= Brandon Schantz =

American journalist

Brandon Scott Schantz (July 26, 1980 - December 6, 2007) was a broadcaster, sports director and television producer. He was best known as an on-camera host for Movies.com and for producing music videos for the rock band Rooney. Schantz previously become the youngest local news station sports director in the history of the CBS network and its affiliates.

==Biography==

===Early life===
Schantz was a native of San Francisco and graduated from San Ramon Valley High School in the East Bay neighborhood of Danville, California.

He graduated the University of Texas at Austin with a bachelor's degree in broadcast journalism in 2002. He worked as a production intern with KEYE-TV, an Austin, Texas, CBS affiliate from 2000 until 2002 while attending the University of Texas. As an undergraduate, he interned in the sports department at KXAN.

===Career===
Upon his graduation from college at 22, Schantz was hired as the sports director at KGWN-TV, a CBS affiliate in Cheyenne, Wyoming, making him the youngest local news station sports director in the history of the CBS network. He also appeared on camera at KGWN as a sports reporter and Sportscaster.

Schantz departed KGWN in the mid-2000s and moved to Los Angeles to pursue a career as a producer and television host. He established a production company at the age of 25 named Brandon Schantz Productions, and established a production headquarters with partners Kevin Dobski at Santa Monica Studios in Santa Monica, CA. Collectively Schantz and Dobski produced music videos, short form digital web content and live television events from 2006 and 2007, including a music video, "I Should've Been After You", for Rooney, a Southern California based rock band.

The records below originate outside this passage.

PR #632, opened 2019-10-04
Add not implemented guard for linux like systems

tinti:
When compiling for android and disable udev the following functions do
nothing: linux_scan_devices() and op_hotplug_poll(). The result is that
libusb is not able to list devices.

This patch raise a compile time error if the config.h results in no
implementation for those functions.

For instance if USE_UDEV is not defined and __ANDROID__ is defined the
following error will be raised "<function> not implemented for this config".

Signed-off-by: Vinicius Tinti <vinicius.tinti@almg.gov.br>

### DIFF
--- a/libusb/os/linux_usbfs.c
+++ b/libusb/os/linux_usbfs.c
@@ -562,6 +562,8 @@ static int linux_scan_devices(struct libusb_context *ctx)
 	ret = linux_udev_scan_devices(ctx);
 #elif !defined(__ANDROID__)
 	ret = linux_default_scan_devices(ctx);
+#else
+#error "linux_scan_devices not implemented for this config"
 #endif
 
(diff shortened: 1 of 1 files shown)


tinti:
If you need a working libusb for android please use https://github.com/tinti/libusb/tree/android.

hjelmn:
@tinti Your version is way out of date. libusb works fine with android except for a known issue listing devices using libusb. Will be fixed in 1.0.24-rc1 in the next week.

tinti:
@hjelmn indeed. I just wanted to provide some workaround for anyone that is reading this thread.

Good to know that it will be fixed. Thanks.

tinti:
@hjelmn How about this one.

https://github.com/tinti/libusb/tree/feature/fix_linux_scan_devices_in_android

I confirm that it is working fine for me in `android-25` platform.

PR #634, opened 2019-10-07
winusb: Fix port querying

ids-imaging:
SPDRP_ADDRESS does not provide the port of a usb device, but the
address. Most of the time this seems to be no issue, but under certain
circumstances they differ. This patch fixes this issue by relying on the
registry value LocationInformation of the device by default and falling
back to SPDRP_ADDRESS in case there is no such entry in the registry.

One example would be the Dell Precision 7530 with the TB18DC docking
station. In that configuration it can be observed that devices on the
first port can not be detected with libusb. The reason for that is, that
the "port" (obtained with SPDRP_ADDRESS) is 3. Since there is no device
connected on port 3, which is used as ConnectionIndex,
DeviceIoControl(..., IOCTL_USB_GET_NODE_CONNECTION_INFORMATION_EX, ...)
will report that there is no device connected on that port and the
device is not listed, event though it should.


mcuee:
Maybe this is still of some value. So I reopen it again.

mcuee:
Please refer to https://github.com/libusb/libusb/pull/867

mcuee:
It seems to me #867 is better so I will close this one.

PR #635, opened 2019-10-07
Fix datarace on context initialization

ids-imaging:


mcuee:
Not so sure if this is still of some values.

dickens:
There's no description of what this is solving.  We can't take a patch that does not explain anything.

mcuee:
@ids-imaging Close this for now. Please reopen if you think this is still useful. Please explain the goal you are trying to achieve.

PR #637, opened 2019-10-07
Fix linux_scan_devices() in Android

tinti:
Use linux_default_scan_devices() in Android platform.

When building for Android the USE_UDEV is false and __ANDROID__ is true
resulting in no implementation for linux_scan_devices(). This commit fix
it by using linux_default_scan_devices() for Android.

Signed-off-by: Vinicius Tinti <vinicius.tinti@almg.gov.br>

### DIFF
--- a/libusb/os/linux_usbfs.c
+++ b/libusb/os/linux_usbfs.c
@@ -560,7 +560,7 @@ static int linux_scan_devices(struct libusb_context *ctx)
 
 #if defined(USE_UDEV)
 	ret = linux_udev_scan_devices(ctx);
-#elif !defined(__ANDROID__)
+#else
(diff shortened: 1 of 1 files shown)


tinti:
Check https://github.com/libusb/libusb/pull/632 for more info.

laran002:
I am not sure if this is related or not. Since this change I actually get a list of devices when calling libusb_get_device_list() in Android which I did not before. So far so good.
However, when I use libusb_get_device_list()  the returned list does not change after the application is started. If I have a device connected at application start it continues to list it, even though it is unplugged. Also, if I plug in a device after application start it is never listed. I don't get the hot plug to respond either.
Can this be related to the access request procedure, or does that only have an impact on access of the opening of the handle?

Issue #638, opened 2019-10-08
Solaris: format mismatch in some usbi_dbg() 


kentsuji:
In sunos_usb.c, some usbi_dbg() calls have format mismatch.  For example, "%d" is specified for a size_t variable and "%llx" is specified for a uint64_t variable, in LP64 mode.  For those specifications that are incompatible between ILP32 and LP64, format macro defined in <inttypes.h>, such as PRIuPTR and PRIx64 should be used.

Following is an expample of the warnings in LP64 mode:
os/sunos_usb.c:204:11: warning: format '%d' expects argument of type 'int', but argument 6 has type 'size_t' {aka 'long unsigned int'} [-Wformat=]
  204 |  usbi_dbg("%p, %d", iocdata.nvl_user, iocdata.nvl_usersz);
      |           ^~~~~~~~                    ~~~~~~~~~~~~~~~~~~
      |                                              |
      |                                              size_t {aka long unsigned int}

And following is an example of the warnings in ILP32 mode:
os/sunos_usb.c:610:11: warning: format '%lx' expects argument of type 'long unsigned int', but argument 5 has type 'uint64_t' {aka 'long long unsigned int'} [-Wformat=]
  610 |  usbi_dbg("session id org:%lx", session_id);
      |           ^~~~~~~~~~~~~~~~~~~~  ~~~~~~~~~~
      |                                 |
      |                                 uint64_t {aka long long unsigned int}

They should be rewritten as the following:

  204      usbi_dbg("%p, %" PRIuPTR, iocdata.nvl_user, iocdata.nvl_usersz);

  610      usbi_dbg("session id org:%" PRIx64, session_id);

PR #640, opened 2019-10-11
Solaris: format mismatch in some usbi_dbg()

kentsuji:
In sunos_usb.c, some usbi_dbg() calls have format mismatch. For example, "%d"
is specified for a size_t variable and "%llx" is specified for a uint64_t
variable. In LP64 mode, they are format mismatch.  For those specifications
that are incompatible between ILP32 and LP64, format macros defined in
<inttypes.h>, such as PRIuPTR and PRIx64 should be used.

Confirmed this can be built on Solaris 11.4 and OpenIndiana using gcc7.

### DIFF
--- a/libusb/os/sunos_usb.c
+++ b/libusb/os/sunos_usb.c
@@ -38,6 +38,7 @@
 #include <errno.h>
 #include <sys/usb/usba.h>
 #include <sys/pci.h>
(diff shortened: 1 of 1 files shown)


kentsuji:
This fixes #638.

PR #649, opened 2019-11-12
linux_udev: silently ignore "bind" action

johnkeeping:
When a driver is bound to a device, udev emits a "bind" action that
causes libusb to log an error message:

	libusb: error [udev_hotplug_event] ignoring udev action bind

Since we know this action is not relevant for libusb, silently ignore it
to avoid people thinking there is something wrong.

There is already a debug log entry for the action, so there is no need
to add a duplicate here.

Signed-off-by: John Keeping <john@metanate.com>


LudovicRousseau:
Fixed in https://github.com/libusb/libusb/commit/f20f2be7825e34b5273af17fc0740c60bd352b32

Thanks a lot

PR #657, opened 2019-12-03
Improved system out of memory handling

SlashGordon:
Maps ENOMEM system error to LIBUSB_ERROR_NO_MEM. When the USBFS memory limit is reached, I get a LIBUSB_ERROR_IO, which is a bit confusing. I think LIBUSB_ERROR_NO_MEM makes the situation clear.


LudovicRousseau:
Fixed in https://github.com/libusb/libusb/commit/97ece77c4a6eaafd0a74fd3b73e290ec97d71eb5

Thanks a lot

PR #665, opened 2019-12-16
windows: Fix USBD_STATUS to LIBUSB_TRANSFER_STATUS translation

photron:
The MSDN documentaion says that the most significant 4 bits of the
USBD_STATUS value indicate success/pending/error state, but then gives
them as 2 bit values.

The broken translations code assumes these to be the lower 2 bits:

0b0000 for success
0b0001 for pending
0b0010 for error
0b0011 for error

But actually it's the higher 2 bits:

0b0000 for success
0b0100 for pending
0b1000 for error
0b1100 for error

The USBDK code already deals with USBD_STATUS and gets it correct.

Another problem is that the broken translations code then masks off
the most significant 4 bits of the USBD_STATUS value, but then compares
it to the full 32 bit error codes to figure out the actual error. This
switch will always jump to the default case, because all checked error
codes have their most significant 2 bits set, but the values they are
compared against have those bits masked off.

Move the working code from the USBDK backend to the shared header and
reuse it in the WinUSB backend too.

### DIFF
--- a/libusb/os/windows_nt_shared_types.h
+++ b/libusb/os/windows_nt_shared_types.h
@@ -34,6 +34,19 @@ typedef struct USB_CONFIGURATION_DESCRIPTOR {
 
 #include <poppack.h>
 
+// https://msdn.microsoft.com/en-us/library/windows/hardware/ff539136(v=vs.85).aspx
+typedef LONG USBD_STATUS;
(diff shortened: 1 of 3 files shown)


dickens:
Applied, thank you!

PR #669, opened 2019-12-27
Add Null POSIX backend

pinotree:
Add a simple null backend for POSIX platforms that reports no available devices, and provides no capabilities. Make use of this new backend on all the OSes without an existing backend, so libusb can be built even on OSes without USB support.

The primary case here is to build on GNU/Hurd, which does not support USB yet: the idea is to be able to build libusb anyway, so applications built on top of it (or using it for features) can built fine with it. In the end, applications do not care much about the actual internal backend of libusb, and they already need to cope with the lack of USB devices anyway (i.e. `libusb_get_device_list()` returning no devices, or not the wanted device).
We have been using a patch similar to this one already downstream in Debian GNU/Hurd, so there is less need to disable USB support in applications only on Hurd, and create differences w.r.t. Linux architectures in Debian.

I understand this patch might be controversial, and that this has high chance of being rejected. A possible alternative I had in mind was to allow this backend unconditionally with a `--enable-backend-null` (or so) configure option, so even on OSes with a real backend it is possible to build a libusb that does nothing (maybe to to ease deployment of stuff using libusb in resource-limited environments/containers).

### DIFF
--- a/configure.ac
+++ b/configure.ac
@@ -100,7 +100,9 @@ case $host in
 	threads=posix
 	;;
 *)
-	AC_MSG_ERROR([unsupported operating system $host])
+	AC_MSG_RESULT([Null])
+	backend="null"
+	threads="posix"
 esac
 
 case $backend in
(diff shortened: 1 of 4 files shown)


LudovicRousseau:
I like the idea.

mcuee:
I support this idea.

In OpenOCD they have a dumb debug adapter as well, kind of similar idea.

hjelmn:
Yup :+1:

LudovicRousseau:
Pushed in https://github.com/libusb/libusb/commit/53572d7e5eee79266139399924c7491174be1670
Thanks

PR #713, opened 2020-04-13
core: provide function libusb_get_refcnt()

### LINKED ISSUE #355: Feature Request: Add ref count query function
In massively threaded apps that handle dozens of devices it sometimes gets tricky to debug the app when you don't know who's holding on to the device.

It would be nice to be able to query the refcount of a libusb_device or libusb_device_handle so I can get a hint to reorder my release functions.

xypron:
libusb relies on correct reference counting. For debugging a user
application it is useful to have a function to check the current reference
count of a device.

Closes #355

Signed-off-by: Heinrich Schuchardt <xypron.glpk@gmx.de>

### DIFF
--- a/libusb/core.c
+++ b/libusb/core.c
@@ -387,6 +387,7 @@ if (cfg != desired)
   * - libusb_get_port_number()
   * - libusb_get_port_numbers()
   * - libusb_get_port_path()
+  * - libusb_get_refcnt()
   * - libusb_get_ss_endpoint_companion_descriptor()
   * - libusb_get_ss_usb_device_capability_descriptor()
   * - libusb_get_string_descriptor()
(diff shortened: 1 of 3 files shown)


dickens:
NAK from me.  I see this as a specialized feature that buggy applications would need, not as a generally useful addition to the library.

I won't close this to give time for the other maintainers to weigh in.

xypron:
@dickens 
How do identify if a new application that you develop is handling references correctly? Is there any feature I missed that will give me a warning?

LudovicRousseau:
NAK also from me.
If it is used to debug your application then you can use a special version of libusb with this patch just for that. That is the benefit of Free Software: you can modify it to make it work better for you.

No need to include this change in the standard version of libusb.

PR #714, opened 2020-04-17
hotplug: Fix definition of libusb_hotplug_register_callback()

dickens:
The signature of the libusb_hotplug_register_callback() is slightly
incorrect in two regards:

  1) The 'events' parameter is meant to represent a bitwise OR of
     libusb_hotplug_event values. By OR'ing multiple values together,
     the result is not something that is actually a libusb_hotplug_event
     enumeration.

  2) The 'flags' parameter is meant to represent a bitwise OR of
     libusb_hotplug_flag values. The same considerations as above apply,
     though this has not practically been the case as there is currently
     only one flag value defined. However, a special value was already
     defined to represent the absence of any flags, which hinted at the
     problem with how it is currently defined.

Address these two issues by changing the types of the 'events' and
'flags' parameter to plain integers. As enumerations should already be
promoted to integers, this change should not cause any ABI concerns.

### DIFF
--- a/libusb/hotplug.c
+++ b/libusb/hotplug.c
@@ -143,6 +143,13 @@ int main (void) {
 \endcode
  */
 
+#define VALID_HOTPLUG_EVENTS			\
+	 (LIBUSB_HOTPLUG_EVENT_DEVICE_ARRIVED |	\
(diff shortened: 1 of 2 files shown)


dickens:
I wanted to put this out there for review.  Other maintainers please review provide feedback.

PR #719, opened 2020-04-23
Adding libusb_get_device_by_dbcc_name

frederikvannoote:
Credits to @kurtpattyn


dickens:
NAK for several reasons:

1. This doesn't build.  The `sanitize_path()` function no longer exists.
2. The formatting of the source code is incorrect.
3. Exported libusb functions **never** live in the backend.
4. This is a function only useful for one OS.

The problem that is trying to be solved can very likely be done using already existing libusb functions.  If it cannot, let's discuss further.

Issue #721, opened 2020-04-28
Handle disconnected device on Windows 10


svonohr:
I want to detect when a user disconnects the device while the device is open. Libusb provides the error codes `LIBUSB_ERROR_NO_DEVICE`/`LIBUSB_TRANSFER_NO_DEVICE` for this. However, when testing with my Windows 10 machine and the WinUSB driver (v10.0.18362.1) I only get generic IO errors.

I’ve looked at the Windows backend and found that a currently not handled error is reported to `windows_transfer_callback`. The reported error is `ERROR_NO_SUCH_DEVICE` (Code: 433), which sounds like it does what I want. The error code is present in my `winerror.h` from the 10.0.18362.0 SDK, but not in any of the previous versions (e.g. not present in 10.0.17763.0). It seems like this is a new error code added in a recent Windows 10 update. I think this new error should be properly handled by libusb and mapped to `LIBUSB_TRANSFER_NO_DEVICE`.

PR #722, opened 2020-04-28
Windows: Translate ERROR_NO_SUCH_DEVICE to LIBUSB_TRANSFER_NO_DEVICE

svonohr:
Windows SDK 10.0.18362.0 adds a new error code ERROR_NO_SUCH_DEVICE which is returned when the device is disconnected.

Proposed change for #721

### DIFF
--- a/libusb/os/windows_common.c
+++ b/libusb/os/windows_common.c
@@ -430,6 +430,7 @@ static void windows_transfer_callback(const struct windows_backend *backend,
 		break;
 	case ERROR_FILE_NOT_FOUND:
 	case ERROR_DEVICE_NOT_CONNECTED:
+	case ERROR_NO_SUCH_DEVICE:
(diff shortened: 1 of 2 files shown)


svonohr:
Somehow Cygwin doesn't like my version check. Maybe just check for the existance of `ERROR_NO_SUCH_DEVICE`?

dickens:
I would just add the following to windows_common.h (a good place is around the USBD_STATUS stuff)

```
#ifndef ERROR_NO_SUCH_DEVICE
#define ERROR_NO_SUCH_DEVICE	433L
#endif
```

Then just unconditionally use it in the switch statement.

svonohr:
The checks are successful now. From my side I think this is ready.

dickens:
Applied, thanks.

Issue #723, opened 2020-04-29
[darwin] race condition during reset device (another process has device opened for exclusive access)


mringwal:
Since 1.0.23, libusb re-enumerates a device when libusb_reset_device is called. During re-enumeration, I get this error:

libusb: warning [darwin_open] USBDeviceOpen: another process has device opened for exclusive access

I'm certain that only my process is accessing the USB device - a Bluetooth controller.

(Background: [BTstack](https://github.com/bluekitchen/btstack/) first calls libusb_open, then  libusb_reset_device,  then starts to configure it. libusb_reset_device does not return an error).

The error only happens maybe with 50%. 

Logs:
- [device-open-ok.txt](https://github.com/libusb/libusb/files/4550617/device-open-ok.txt)
- [device-opened-exclusive-access-fail.txt](https://github.com/libusb/libusb/files/4550618/device-opened-exclusive-access-fail.txt)

The only difference is the 'exclusive access error'.

I have no experience with IOKit or libusb internals, but after adding a 10 ms delay in darwin_reset_device() after the ' while (dpriv->in_reenumerate) { } ', it the error does not show up.

seanm:
Intermittent errors that go away adding sleeps could be a threading bug.  Could you trying building and testing with ThreadSanitizer?

mringwal:
@seanm Do you have a link to 'ThreadSanitizer'. I did use the AddressSanitizer in BTstack before to find memory corruptions. Is this similar?

As the error is highly reproducible, it's easy to argue that if there's a thread switch where I've added the 10 ms sleep, it would work. What do you expect from the ThreadSanitizer?

I still don't understand what process/thread could access the device that has just been opened. There's a polling while() that checks if the enumeration is done, maybe that exits to early (flag is set, but enum not done).

seanm:
Yes, it's similar to AddressSanitizer. See https://clang.llvm.org/docs/ThreadSanitizer.html

mcuee:
@mringwal Can you try the latest git to see if the issue is still there?

mringwal:
Thanks for the notification and the update.

With current master/1.0.24, the error does not show up anymore. Excellent!

PR #724, opened 2020-04-29
[darwin] wait 10 ms before restoring state after re-enumeration

mringwal:
This is a minimal work-around/hack to avoid issue #723 - and I'm aware that this isn't a correct fix, but it improves usability until there's one.

### DIFF
--- a/libusb/os/darwin_usb.c
+++ b/libusb/os/darwin_usb.c
@@ -1702,6 +1702,10 @@ static int darwin_reset_device(struct libusb_device_handle *dev_handle) {
     nanosleep (&delay, NULL);
   }
 
+  /* avoid race condition with 10 ms delay (hack) */
+  struct timespec delay = {.tv_sec = 0, .tv_nsec = 10000000};
+  nanosleep (&delay, NULL);
+
   /* compare descriptors */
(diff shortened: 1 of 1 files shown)


hjelmn:
10ms is a long time. I think better than trying to race with the system would be to add a couple of retries. If the device can not be reopened in 3-4 (maybe 5) attempts then reset should return an error indicating the device will need to be reopened by the caller.

hjelmn:
Actually, we already return the correct error code. ```LIBUSB_ERROR_NOT_FOUND``` is returned if the device could not be re-opened.

mringwal:
Hi, thanks for looking into this. If I remember correctly, the problem is that the reset call returns without an error and then something else fails later. There's already a `while (dpriv->in_reenumerate){..}` in there, but the flag re-enumeration isn't complete when the flag is set.

mcuee:
@mringwal Maybe you can try latest git to see if the issue is still there or not.

hjelmn:
Yes. Please verify.

mringwal:
Thanks, will do soon.

mringwal:
Thanks for the notification and the update.

With current master/1.0.24, the error does not show up anymore. Excellent!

Schantz was also hired as an on-camera host and producer for Movies.com, which was acquired by the Walt Disney Company.

===Death===
Schantz was diagnosed with lymphoma in the Spring of 2007 and underwent surgery in October 2007. During treatment, he continued working at his production company and at Movies.com. He also made a brief appearance in the seventh episode of The Real World: Hollywood, which was filmed in 2007, and aired June 25, 2008. Schantz gave internships to three Real World cast members -- Kimberly Alexander, Nick Brown and Sarah Ralston -- who aspired to become on-air hosts. He died on December 6, 2007 at the age of 27. Brown's reaction to Schantz's death, was chronicled on-camera. Schantz was survived by his parents, Sean and Kim Schantz, his siblings, Ryan and Kaylee, and his grandparents.